One of the perks that comes more easily with having a Maine lakefront home is having a place to use your boat. When the weather gets cold, though, you’ll want to winterize your boat to protect it from the elements. There are several different areas to consider, to give it the maximum protection possible. The most important area to consider is the liquids. Things like gas and oil can be affected by the external temperature. While they won’t easily freeze solid, they can become thick and sluggish. They can also get condensation in them from temperature changes.
Many people drain the liquids from their boat when they winterize and dry dock it, but that’s generally not recommended. Instead, fill the gas tank to around the 3/4 full mark. That leaves some room for pressure and temperature changes, without leaving the tank sit empty. Fuel stabilizer added to the gas tank will help keep the gasoline fresh over the winter, so it won’t give you trouble when you restart your boat after spring has thawed everything out. Without the stabilizer, gasoline can deteriorate and degrade over time. It won’t work as well, and can also be hard on your boat’s engine.
If you have a 4-cycle motor (as opposed to a 2-cycle), you’ll need to take care of your oil for winter, too. By changing the filter and replacing the oil in your boat with fresh oil, you’ll be on your way to protecting your engine from damage. Make sure to flush your engine at the same time, to get rid of any standing water that could cause corrosion problems, and spray fogging oil into the spark plug holes and the carburetor. Then replace the spark plugs, but leave the wires disconnected. Before you restart your boat in the spring, make sure you hook the wires back up. Otherwise, you could be risking engine damage.
Charge up your battery before storing it, and if it has been having trouble holding a charge, it may need to be replaced instead. While you’re winterizing your boat, go over everything on and in it carefully and look for anything that needs service, repair, or replacement. The winter months are a great time to take care of all the little things that need to be done, and that you might have been putting off when you were using your boat during warmer weather.

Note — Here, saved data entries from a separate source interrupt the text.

PR #43, opened 2021-08-18
Use a grid instead of columns for upcoming events

Jokinen:
Use a grid instead of columns to get a left-to-right order instead of a column order for upcoming events.


tuovinensanttu (approved):
Upcoming events are now nicely ordered by date.

PR #44, opened 2021-08-20
LIIKUNTA-111 | Support event searches on collection page

Jokinen:
Adds support for the "event search" module on the collection page.

Also implements pagination for contents of collections.

I wanted to use relay styled pagination because it's still the recommendation although its status is a bit unclear. It was made difficult by the fact that linked events uses a page number based pagination system. In hindsight perhaps it would have been better to not opt to use relay style here.


Jokinen:
Force pushed to resolve merge conflicts to keep on top of them.

Jokinen:
Fixed issue with the pagination that caused the last page to have non-working a11y support on the collections page.

public/locales/sv/collection_page.json
```diff
@@ -1,3 +1,7 @@
 {
-  "share_sport": "SV: Jaa liikunta"
+  "share_sport": "SV: Jaa liikunta",
+  "show_more_events": "SV: Näytä lisää",
+  "no_more_events": "SV: Ei enempää tapahtumia",
+  "loading_more_events_label": "EV: Ladataan lisää",
```
tuomas777, line 5: Engdish? 😉

tuomas777 (approved):
Verified that pagination a11y works now, and all in all this is very great 💯 🚀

By taking care of those issues when it’s cold outside and your boat is in storage, you’ll be ready for next spring and all the boating adventures it has to offer. Some of the things to check during the winterization process include flares, fire extinguishers, life jackets, lines, your first aid kit, and any food or water you typically keep on board. Also take a look at the propeller and make sure it doesn’t have nicks and other damage. If your boat has any damage to the hull or needs to be re-painted, the winter months can also be a great time to take care of those things.